= Henriette Devonshire =

French translator and travel writer

Henriette Caroline Devonshire, née Vulliamy, who published as Mrs. R. L. Devonshire (1864-1949) was a French translator and travel writer.

Henriette Vulliamy married the English lawyer Robert Llewellyn Devonshire. They settled in Maadi, a suburb of Cairo, in 1913.

K. A. C. Creswell was a friend and collaborator.

==Works==
- (tr.) The life of Pasteur by René Vallery-Radot. 2 vols. London: Constable, 1902.
- (tr.) Vols 1 and 2 of Life and Letters of H. Taine by Hippolyte Taine. Westminster: Constable, 1902-4.
- (tr.) Flaubert by Émile Faguet. Boston, New York: Houghton Mifflin Co., 1914.
- Rambles in Cairo, Cairo, 1917
- Some Cairo mosques, and their founders, Cairo, 1921
- (tr.) Relation d'un voyage du sultan Qâitbây en Palestine et en Syrie. Translated from the Arabic.
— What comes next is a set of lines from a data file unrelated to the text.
PR #205, opened 2022-10-24
IT-3288 spinner loading

damianmef:


lib/js/components/Buttons/IconButton/IconButton.vue
```diff
@@ -372,6 +385,24 @@ export default {
 	},
 	computed: {
 		iconSize(): string {
+			if (this.state === ICON_BUTTON_STATES.LOADING) {
```
damianmef, line 388: It need have separated condition with return at the end.

lib/js/components/Buttons/IconButton/IconButton.vue
```diff
@@ -166,6 +173,12 @@
 		}
 	}
 
+	&.-loading {
+		.a-icon {
+			animation: a-fadeIn 300ms ease-in-out 0s 1, a-spinAround 1500ms infinite linear;
```
damianmef, line 178: I know we want to avoid styling child component, but here it's a content of slot and we are not touching Button's loading state. Button has 3 sizes, IconButton 5 and different sizes of icons. Thats why I didn't use Button state and added here second icon with condition state=loading.

damianmef: If it's acceptable, maybe I could move this definition of animation as some global variable.

damianmef:
@kvas-damian general info: in task there is info about add loading state to `CaptionButton` but it's not avaiable in the DS.

lib/js/components/Buttons/IconButton/IconButton.vue
```diff
@@ -43,7 +44,13 @@
...
 			:color="isButtonColor ? color : null"
 		>
-			<wnl-icon class="a-iconButton__icon" :icon="icon" :size="iconSize" />
+			<wnl-icon
+				v-if="state === ICON_BUTTON_STATES.LOADING"
+				class="a-iconButton__icon"
+				:icon="ICONS.FA_SPINNER_THIRD"
+				:size="iconSize"
+			/>
+			<wnl-icon v-else class="a-iconButton__icon" :icon="icon" :size="iconSize" />
```
kvas-damian, line 53: the only difference in this `v-if` is icon. Why don't render other icon conditionally in `:icon` prop?

lib/js/components/Buttons/IconButton/IconButton.vue
kvas-damian: Did you try using `spinning` prop on `Icon`? Maybe we'll need to adjust spin time, but IMO it's valuable to unify default spinning time.

If it isn't possible, why don't you rotate based on `.a-iconButton__icon` selector?

lib/js/components/Buttons/IconButton/IconButton.vue
kvas-damian: are you sure these sizes are different from `ICON_ONLY_ICON_SIZES_MAP`?

kvas-damian: BTW. Only `ICON_ONLY` type should have these sizes

lib/js/components/Buttons/Button/Button.vue
```diff
@@ -67,7 +67,11 @@ import {
 	BUTTON_TYPES,
 } from './Button.consts';
 
-import { ICON_BUTTON_COLORS } from '../IconButton/IconButton.consts';
+import {
+	ICON_BUTTON_COLORS,
+	ICON_BUTTON_SIZES,
+	ICON_BUTTON_TYPES,
```
kvas-damian, line 73: not used imports?

lib/js/components/Buttons/IconButton/IconButton.vue
damianmef: > BTW. Only ICON_ONLY type should have these sizes, see:

@kvas-damian are You sure? `Outlined` and `Filled` are using same icon and have same sizes (5 types). This loader should looks same for `iconOnly` and other variants.

damianmef: > are you sure these sizes are different from ICON_ONLY_ICON_SIZES_MAP?

Right! Condition should be:

```
			if (this.type === ICON_BUTTON_TYPES.ICON_ONLY || this.state === ICON_BUTTON_STATES.LOADING) {
				return ICON_ONLY_ICON_SIZES_MAP[this.size];
			}
```

lib/js/components/Buttons/IconButton/IconButton.vue
damianmef: Thanks, I missed this `spinning` property. It works well.

lib/js/components/Buttons/IconButton/IconButton.vue
damianmef: Now is the second difference - `spinning` - I think this condition should stay.

lib/js/components/Buttons/Button/Button.vue
damianmef: Yes, removed.

lib/js/components/Buttons/IconButton/IconButton.vue
kvas-damian: For `filled L` I see Icon XS: https://www.figma.com/file/izQdYyiBR1GQgFkaOIfIJI/LMS---DS---Components?node-id=4803%3A83076

lib/js/components/Buttons/IconButton/IconButton.vue
```diff
@@ -43,7 +44,14 @@
 			:elevation="elevation"
 			:color="isButtonColor ? color : null"
 		>
-			<wnl-icon class="a-iconButton__icon" :icon="icon" :size="iconSize" />
+			<wnl-icon
+				v-if="state === ICON_BUTTON_STATES.LOADING"
+				class="a-iconButton__icon"
+				:icon="ICONS.FA_SPINNER_THIRD"
+				:size="iconSize"
+				:spinning="true"
```
kvas-damian, line 52:
```suggestion
				spinning
```

kvas-damian, line 52:
```suggestion
				spinning
```

damianmef: Fixed.

damianmef: Fixed.

lib/js/components/Buttons/IconButton/IconButton.vue
damianmef: Fixed.

kvas-damian (approved):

Cairo, 1921.
- Quatre-vingts mosquées et autres monuments musulmans du Caire. Guide des visiteurs, Cairo: De l'institut Français d'Archeologie Orientale, 1925.
- L'Égypte musulmane et les fondateurs de ses monuments, Paris: Maisonneuve Frères, 1926.
- Eighty mosques and other Islamic monuments in Cairo, Paris, 1930. Enlarged from the French edition.
- Creswell, K.A.C. (1932). "La mosquée de 'Amru [avec 12 planches]"
- Quelques influences islamiques sur les arts de l'Europe, Cairo: Imp. E. and R. Schindler, 1935.